Just as every life is unique, so is every death. More people are expressing a wish to die at home with their family and friends. There is also a small and growing trend for home funerals (Family-Directed or DIY funerals), that allow for some, or all, after-death care to be administered by family and friends.
A movement toward home ‘after-death care’ has convinced thousands of Americans to deal with their own deceased loved ones, and the movement, although in its infancy in Australia, is gaining popularity.
During the 1800’s in Australia, most people died at home rather than in a hospital. A coffin was brought to the home, and the family and friends washed and laid out the deceased person in the front parlour. Keeping the deceased at home was a natural part of the cycle of life. A service was usually conducted in the home and then the coffin was transported, without ceremony, by an undertaker’s horse-drawn cart to the place of burial.
By the early 1900’s, the role of the undertaker had changed. They provided a coffin, a horse-drawn hearse for the funeral procession, mourning clothes and funeral attendants. Funerals were becoming a sign of social status and available to more people. However, family and friends were still taking the major role in caring for their family member at home and conducting the funeral.

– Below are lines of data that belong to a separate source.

PR #6383, opened 2024-09-06
Lower max connections in postgres from 300 to 125 on India

gherceg:
https://dimagi.atlassian.net/browse/SAAS-15954
https://dimagi.atlassian.net/browse/SAAS-16026

We saw a spike in db connections on India that almost resulted in the instance running out of memory. We typically sit somewhere around ~50 connections, and the spike was up to 156, so we certainly couldn't handle 300 connections with the current machine size. I think we should decrease the number of max connections in this env to accommodate the RDS instance size.

I think because of our usage of pgbouncer in front of the postgres instance, we are already setup in a way that this change won't have an impact on users. If we do reach 125 connections, a client might need to wait a little longer for a request to complete since pgbouncer will wait for a connection to be freed up, but given we aren't hitting 125 connections regularly I don't anticipate this being an issue. We can monitor [this graph](https://app.datadoghq.com/dashboard/68v-xyf-tni/pgbouncer-overview?fromUser=false&fullscreen_end_ts=1725635098000&fullscreen_paused=true&fullscreen_refresh_mode=paused&fullscreen_section=overview&fullscreen_start_ts=1725592172056&fullscreen_widget=199883477&refresh_mode=paused&tpl_var_environment%5B0%5D=india&from_ts=1725592172056&to_ts=1725635098000&live=false) to see if there is an increase in wait times.

##### Environments Affected

India


environments/india/postgresql.yml
```diff
@@ -4,15 +4,15 @@ REPORTING_DATABASES:
   aaa-data: aaa-data
 
 pgbouncer_override:
-  pgbouncer_default_pool: 290
+  pgbouncer_default_pool: 115
```
gherceg, line 7: This leaves room for the 5 reserved connections and 5 additional connections if we ever need direct connections to a database for debugging/firefighting.

gherceg:
Will need to run `cchq --control india ap deploy_postgres.yml --tags=pgbouncer --limit=pgbouncer` to apply this change.

millerdev (approved):

millerdev:
Do we have any way of measuring if the memory size per connection reasonably consistent, or is there wide variation? If they are consistent then this seems reasonable, but if they are not then maybe there are circumstances where the previous limit of 300 could be useful and reasonable? Or possibly the inverse where maybe a lower number of connections could cause an OOM?

Seems like the ideal would be to have a setting to limit based on free memory (reserving enough to establish a few emergency connections) and otherwise allow unlimited connections as memory permits. But I'm guessing that's not possible.

gherceg:
Yeah that is a good point, and good reminder that this change won't necessarily solve any potential problems we may encounter in the future. I can't say how much memory on average was held by each connection when we saw the spike to 156, but given the limited memory on this machine, it seems prudent to lower it at the very least. But this is a lot of hand waving. Based on [historical trends](https://app.datadoghq.com/dashboard/6kr-yqd-dsy/rds-dashboard?fromUser=true&fullscreen_end_ts=1725917514000&fullscreen_paused=false&fullscreen_refresh_mode=sliding&fullscreen_section=overview&fullscreen_start_ts=1717968714000&fullscreen_widget=405554796&refresh_mode=sliding&tpl_var_environment%5B0%5D=india&from_ts=1725312700000&to_ts=1725917500000&live=true), I don't think there is any need for a limit higher than 125 connections, so I'm content with this change, but am acknowledging that it does not guarantee we will avoid OOMs on this RDS instance in the future.

millerdev (approved):

PR #6380, opened 2024-08-28
Bump up data source queue concurrency to 6

mkangia:
Just a follow up to https://github.com/dimagi/commcare-cloud/pull/6378 which went well.

##### Environments Affected

Production

PR #6385, opened 2024-09-11
Bump up data source queue concurrency to 9

mkangia:
A follow up to https://github.com/dimagi/commcare-cloud/pull/6380 to push more concurrency after the deploy of https://github.com/dimagi/commcare-hq/pull/35080 which should reduce the load on CCA to process each request.

##### Environments Affected

Production


gherceg (approved):
Reviewed memory and cpu usage on celery machines on prod and we have more than enough headroom.

mkangia:
Applied on production with
`cchq production update-supervisor-confs --limit=celery`

PR #6388, opened 2024-09-12
Add UAT domain to dedicated index

esoergel:
Add third BHA domain to the dedicated case search index, in the same vein as https://github.com/dimagi/commcare-cloud/pull/6308

https://dimagi.atlassian.net/browse/USH-4878

##### Environments Affected

Production

### DIFF
--- a/environments/production/public.yml
+++ b/environments/production/public.yml
@@ -198,6 +198,10 @@ localsettings:
     'co-carecoordination-perf': {
         'index_cname': 'case_search_bha',
         'multiplex_writes': True,
+    },
+    'co-carecoordination-uat': {
+        'index_cname': 'case_search_bha',
+        'multiplex_writes': True,
     }
   }
   IS_DIMAGI_ENVIRONMENT: True


gherceg (commented):
Do you have an idea of how much additional data is going to be included in the case_search_bha index?

MartinRiese:
@gherceg if I ran a count query on the current index would that give you the answer you are looking for?

MartinRiese:
@gherceg if I run the case search with out any other queries [here](https://www.commcarehq.org/a/co-carecoordination-uat/case/search/) I get 123435 hits. My understanding is that all those would end up in the bha index.

gherceg:
Yeah that understanding is correct. For good measure I just did a `CaseSearchES().domain('co-carecoordination-uat').count()` and got the same result. This would increase the BHA index by ~25%. I checked current shard sizes for this index which are all below 1GB (there are 4 shards), so current storage on ES nodes is more than enough to accommodate this increase.

gherceg (approved):

Issue #6401, opened 2024-10-10
Fresh install fails on task "Get current formplayer release"


zwets:
Merged pull request #6395 from yesterday breaks fresh installs.

See this comment: [6fe6169](https://github.com/dimagi/commcare-cloud/commit/6fe616921bc4a3f31861a1cc6fba768dc05ae11f#commitcomment-147827812)

Best wishes,
Marco

gherceg:
Hi @zwets. Thanks for creating the issue.

Requoting your initial comment.

> This commit breaks a fresh install. Line 170 in main.yml has
>
>readlink {{ formplayer_current_dir }})-{{ env_monitoring_id }}
>
>On a fresh install, {{ formplayer_current_dir }} is empty (there isn't a current symlink yet), so this evaluates to
>
>readlink -something
>
>So readlink will parse the -something as a commandline option and fail.

Based on the [main vars file](https://github.com/dimagi/commcare-cloud/blob/bc5cf52613bf0c401c869c00f5bfc084273188a0/src/commcare_cloud/ansible/roles/formplayer/vars/main.yml#L11-L11), I'd expect `formplayer_current_dir` to never be empty, which would mean you shouldn't run into an issue with the `readlink` command failing due to strange formatting (i.e. `readlink -something`). However given that the symlink has not yet been created, `readlink /path/to/current/release` would return an empty string, causing `basename` to fail. Am I missing something there? 

I've put up [a PR](https://github.com/dimagi/commcare-cloud/pull/6402) to resolve my understanding of the issue, but please let me know if you still have concerns.

gherceg:
@zwets [the PR](https://github.com/dimagi/commcare-cloud/pull/6402) has been merged into the master branch. Thanks again for creating this issue.

zwets:
Thanks Graham, happy to contribute!

PR #6402, opened 2024-10-11
Only set current release if symlink is set

gherceg:
https://github.com/dimagi/commcare-cloud/issues/6401

Followup to https://github.com/dimagi/commcare-cloud/pull/6395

The social changes associated with World War I, saw the removal of dying and death from the family home, and into specialised places such as hospitals and funeral homes. Over time, dying and death were no longer seen as a natural and necessary part of life. Death came to be viewed as something distasteful, that we should hand over to funeral homes so we don’t have to be close to it.

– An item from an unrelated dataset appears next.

PR #6406, opened 2024-10-14
Remove duplicate 'when' in Create shared mount dir

zwets:
- Remove duplicate when that overrides the proper condition (shared_drive_enabled)
 - Remove spurious check for /opt/data being mounted, is unrelated to the task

A home funeral is not always suitable or practical for all families. However, it’s very important the choices are available for those families that see it as a natural extension of the love and caring they have provided in the lead up to their loved one’s death.

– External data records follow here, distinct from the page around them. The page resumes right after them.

PR #6409, opened 2024-10-14
Fix formplayer cron prune job

zwets:
This fixes the formplayer cron job "delete empty sqlite db dirs"

The previous job produced this diagnostic (emailed daily to `cchq`): `find: The -delete action automatically turns on -depth, but -prune does nothing when -depth is in effect.  If you want to carry on anyway, just explicitly use the -depth option.`

### DIFF
--- a/src/commcare_cloud/ansible/roles/formplayer/tasks/main.yml
+++ b/src/commcare_cloud/ansible/roles/formplayer/tasks/main.yml
@@ -40,8 +40,8 @@
     # delete any empty directories so they don't just build up (to literally 100,000+)
     # but leaving any that have been modified in the last 20m
     # (to avoid a race condition on newly created dirs)
-    # Also never delete {{ formplayer_access_log_dir }} or {{ formplayer_data_dir }}
-    job: 'find {{ formplayer_data_dir }} -mindepth 1 -not -path {{ formplayer_access_log_dir }} -empty -type d -mmin +20 -delete'
+    # and skip {{ formplayer_access_log_dir }} and its contents
+    job: "find {{ formplayer_data_dir }} -mindepth 1 -not -path {{ formplayer_access_log_dir }} -not -path '{{ formplayer_access_log_dir }}/*' -empty -type d -mmin +20 -delete"
     user: '{{ cchq_user }}'
     state: present
   tags:
--- a/src/commcare_cloud/ansible/roles/formplayer/tasks/main.yml
+++ b/src/commcare_cloud/ansible/roles/formplayer/tasks/main.yml
@@ -41,7 +41,7 @@
     # but leaving any that have been modified in the last 20m
     # (to avoid a race condition on newly created dirs)
     # Also never delete {{ formplayer_access_log_dir }}
-    job: 'find {{ formplayer_data_dir }} -path {{ formplayer_access_log_dir }} -prune -o -empty -type d -mmin +20 -delete'
+    job: 'find {{ formplayer_data_dir }} -not -path {{ formplayer_access_log_dir }} -empty -type d -mmin +20 -delete'
     user: '{{ cchq_user }}'
     state: present
   tags:
--- a/src/commcare_cloud/ansible/roles/formplayer/tasks/main.yml
+++ b/src/commcare_cloud/ansible/roles/formplayer/tasks/main.yml
@@ -40,8 +40,8 @@
     # delete any empty directories so they don't just build up (to literally 100,000+)
     # but leaving any that have been modified in the last 20m
     # (to avoid a race condition on newly created dirs)
-    # Also never delete {{ formplayer_access_log_dir }}
-    job: 'find {{ formplayer_data_dir }} -not -path {{ formplayer_access_log_dir }} -empty -type d -mmin +20 -delete'
+    # Also never delete {{ formplayer_access_log_dir }} or {{ formplayer_data_dir }}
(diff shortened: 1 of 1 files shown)


src/commcare_cloud/ansible/roles/formplayer/tasks/main.yml
```diff
@@ -41,7 +41,7 @@
     # but leaving any that have been modified in the last 20m
     # (to avoid a race condition on newly created dirs)
     # Also never delete {{ formplayer_access_log_dir }}
-    job: 'find {{ formplayer_data_dir }} -path {{ formplayer_access_log_dir }} -prune -o -empty -type d -mmin +20 -delete'
+    job: 'find {{ formplayer_data_dir }} -not -path {{ formplayer_access_log_dir }} -empty -type d -mmin +20 -delete'
```
millerdev, line 44: I think the `-path` option will not match in this new command. A wildcard may fix it though.
```suggestion
    job: "find {{ formplayer_data_dir }} -not -path '{{ formplayer_access_log_dir }}/*' -empty -type d -mmin +20 -delete"
```

zwets: No, adding the `*` will delete the access log directory if it is empty:

```bash
$ mkdir dontdelete delete
$ find . -not -path ./dontdelete -empty -type d
./delete

$ find . -not -path ./dontdelete/* -empty -type d
./delete
./dontdelete
```

The `-path` predicate tests for a literal end-to-end match, so its argument should be the exact path we do not want to delete. All else (below `{{ formplayer_data_dir }}`) that is an empty directory is deleted.

zwets: I just added a commit that tackles the not-so-corner case that `{{ formplayer_data_dir }}` itself is empty and would get deleted.

src/commcare_cloud/ansible/roles/formplayer/tasks/main.yml
```diff
@@ -40,8 +40,8 @@
     # delete any empty directories so they don't just build up (to literally 100,000+)
     # but leaving any that have been modified in the last 20m
     # (to avoid a race condition on newly created dirs)
-    # Also never delete {{ formplayer_access_log_dir }}
-    job: 'find {{ formplayer_data_dir }} -path {{ formplayer_access_log_dir }} -prune -o -empty -type d -mmin +20 -delete'
+    # Also never delete {{ formplayer_access_log_dir }} or {{ formplayer_data_dir }}
+    job: 'find {{ formplayer_data_dir }} -mindepth 1 -not -path {{ formplayer_access_log_dir }} -empty -type d -mmin +20 -delete'
```
millerdev, line 44: New suggested fix:

```suggestion
    job: "find {{ formplayer_data_dir }} -mindepth 1 -not -path {{ formplayer_access_log_dir }} -not -path '{{ formplayer_access_log_dir }}/*' -empty -type d -mmin +20 -delete"
```

src/commcare_cloud/ansible/roles/formplayer/tasks/main.yml
millerdev: > All else below `formplayer_data_dir` that is an empty directory will be deleted.

I don't think that was the original intent. The documentation for `-prune` says

> if  the file is a directory, do not descend into it. ... For example,  to  skip  the  directory  `src/emacs` and all files and directories under it, and print the names of the other files found, do something like this:
>
>     find . -path ./src/emacs -prune -o -print

With the previous code, `formplayer_access_log_dir` and all subdirectories would have been ignored (except they were not because the `-delete` command implies `-depth`, which renders `-prune` ineffective). Some examples to illustrate:

```sh
## setup directories for testing
$ mkdir -p temp/data/logs/elk
$ mkdir -p temp/data/deer

## -prune example : does not descend into "logs" dir
$ find temp/data -path temp/data/logs -prune -o -empty -type d -print
temp/data/deer

## -not -path example : descends into "logs" dir
$ find temp/data -mindepth 1 -not -path temp/data/logs -empty -type d -print
temp/data/deer
temp/data/logs/elk
```

However, you are correct that simply adding `/*` to the path will cause an empty logs directory to be deleted. To avoid that we need another `-not -path ...` predicate. Adding a suggestion in a separate comment...

src/commcare_cloud/ansible/roles/formplayer/tasks/main.yml
zwets: Hi Daniel, the reason I didn't bother excluding what's underneath the access log dir is that I assumed the point was to spare the access log directory itself, and there weren't going to be (empty) directories underneath it anyway. If that's not the case then, yes, that extra exclusion is needed.

zwets: I'll patch in your change in another commit.

Another thing: I was looking for the actual cron file in `/etc/cron.*` but couldn't find it anywhere. Then remembered the old days, and indeed: it is in `/var/spool/crontab/cchq`, I suppose because its ansible task lacks the `cron_file` attribute.

I considered adding a patch to add the attribute (for consistency with the other jobs - this is the single one that uses classic crontab) but I suppose we'll then end up with both jobs when deploying on an existent system?

zwets: Talking about cleanup: neither this cron job nor the one below is in `formplayer/tasks/cleanup.yml`, whereas the cron jobs above it are.

millerdev (approved):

There can be varying degrees of involvement in home funerals. Some families prefer to care for their deceased loved one at home, and use a funeral director to complete end of life paperwork and to transport their family member for a traditional funeral service, or simply for cremation or burial.
A home funeral should be planned well in advance, as it requires significant preparation and education. The legal requirements around death and dying differ from state to state and are constantly changing, and you will need to educate yourself on the laws of your state.
You will have to be informed as to what you’ll need to attend to, and what supplies are necessary to care for your deceased loved one at home. Make a decision in advance on a suitable place to keep your loved one at the right temperature, and locate where you can hire cooling plates or a cooling bed, or even dry ice.
For further information visit – Palliative Care Org Australia – How to Prepare a Loved One’s Body for a Family-Led Funeral
The purchase of a coffin is now easily arranged, and can be organised online. Suppliers claim to offer prices up to 50% cheaper than traditional funeral homes and guarantee delivery within 24 – 48 hours.
The most challenging aspect of a home funeral, is the transportation of the deceased person. Personal vehicles are not designed for this activity, and it can cause distress to the family if this is not handled in a dignified and respectful manner. Some funeral directors offer transportation of the deceased as a ‘stand-alone’ service. There are also funeral transport services that provide repatriation of a deceased person within your state and interstate, and if required, local transportation eg from hospital to home.
If there is to be a cremation, you will need to find a crematorium that is willing to deal directly with the family. Although many crematoriums are owned by funeral homes, some crematoriums are independently owned, and will provide cremation services directly to the family. Others will only deal with a funeral director.
If there is any question as to the cause of death, the deceased person will need to be taken to the local coroner, and in these circumstances, home funerals are usually not the best option.
If you do decide that you would prefer a home funeral, it is important that you document your decision in your funeral plan, so that your family are aware of your wishes.
Some funeral directors are taking the initiative and encouraging families to be involved in the funeral process to whatever degree they choose, rather than forcing you to conform to the rigid practices of an industry which is slow to evolve.
There is also a growing number of professionals who can assist families with carrying out a home funeral. While they do much more than just advise on home funerals, end of life doulas, (or death doulas), can help you understand what to expect when planning a home funeral.
Home funerals can provide a safe and comfortable place to discuss life and death and to express grief and loss. They can reinforce the bonding process as family and friends support each other in conducting the preparations and the event, surrounded by everyday life.